What you need to do:
Copy each line in the data that includes the word "providers".

Saved data entries:

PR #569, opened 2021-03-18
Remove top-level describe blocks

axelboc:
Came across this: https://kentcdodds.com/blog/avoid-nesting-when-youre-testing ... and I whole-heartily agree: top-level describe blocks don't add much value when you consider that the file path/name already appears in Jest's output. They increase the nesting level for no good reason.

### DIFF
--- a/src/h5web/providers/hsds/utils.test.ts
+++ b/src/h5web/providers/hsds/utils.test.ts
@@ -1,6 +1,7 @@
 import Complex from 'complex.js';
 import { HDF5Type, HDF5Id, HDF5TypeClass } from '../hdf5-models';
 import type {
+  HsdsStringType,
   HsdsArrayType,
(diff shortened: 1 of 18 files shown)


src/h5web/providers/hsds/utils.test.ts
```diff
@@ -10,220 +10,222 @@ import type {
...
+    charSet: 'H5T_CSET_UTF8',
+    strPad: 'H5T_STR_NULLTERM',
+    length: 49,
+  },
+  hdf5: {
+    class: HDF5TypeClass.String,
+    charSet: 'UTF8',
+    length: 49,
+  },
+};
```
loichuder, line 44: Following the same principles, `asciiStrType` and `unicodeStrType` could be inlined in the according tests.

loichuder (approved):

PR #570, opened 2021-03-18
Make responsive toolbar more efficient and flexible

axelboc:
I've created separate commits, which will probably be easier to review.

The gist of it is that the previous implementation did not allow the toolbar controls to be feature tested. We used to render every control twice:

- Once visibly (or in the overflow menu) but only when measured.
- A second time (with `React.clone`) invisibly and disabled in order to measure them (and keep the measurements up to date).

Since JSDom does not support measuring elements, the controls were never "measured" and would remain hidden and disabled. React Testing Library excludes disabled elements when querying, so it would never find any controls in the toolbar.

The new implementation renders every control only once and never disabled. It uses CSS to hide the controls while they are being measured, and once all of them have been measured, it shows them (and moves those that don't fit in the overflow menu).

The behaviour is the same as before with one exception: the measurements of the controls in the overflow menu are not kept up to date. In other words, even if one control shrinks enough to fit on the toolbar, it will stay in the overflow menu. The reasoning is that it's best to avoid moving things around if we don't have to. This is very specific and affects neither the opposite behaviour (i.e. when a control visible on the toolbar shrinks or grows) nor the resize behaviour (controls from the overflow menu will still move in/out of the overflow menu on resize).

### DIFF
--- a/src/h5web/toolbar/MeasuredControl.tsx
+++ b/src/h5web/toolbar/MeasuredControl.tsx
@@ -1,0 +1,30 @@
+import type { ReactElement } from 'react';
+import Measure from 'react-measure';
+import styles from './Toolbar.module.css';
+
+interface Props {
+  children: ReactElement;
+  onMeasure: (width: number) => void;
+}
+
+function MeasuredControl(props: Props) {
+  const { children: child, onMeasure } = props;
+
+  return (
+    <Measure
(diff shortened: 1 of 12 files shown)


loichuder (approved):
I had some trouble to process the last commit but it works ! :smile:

Response for this exercise:
--- a/src/h5web/providers/hsds/utils.test.ts
+++ b/src/h5web/providers/hsds/utils.test.ts
src/h5web/providers/hsds/utils.test.ts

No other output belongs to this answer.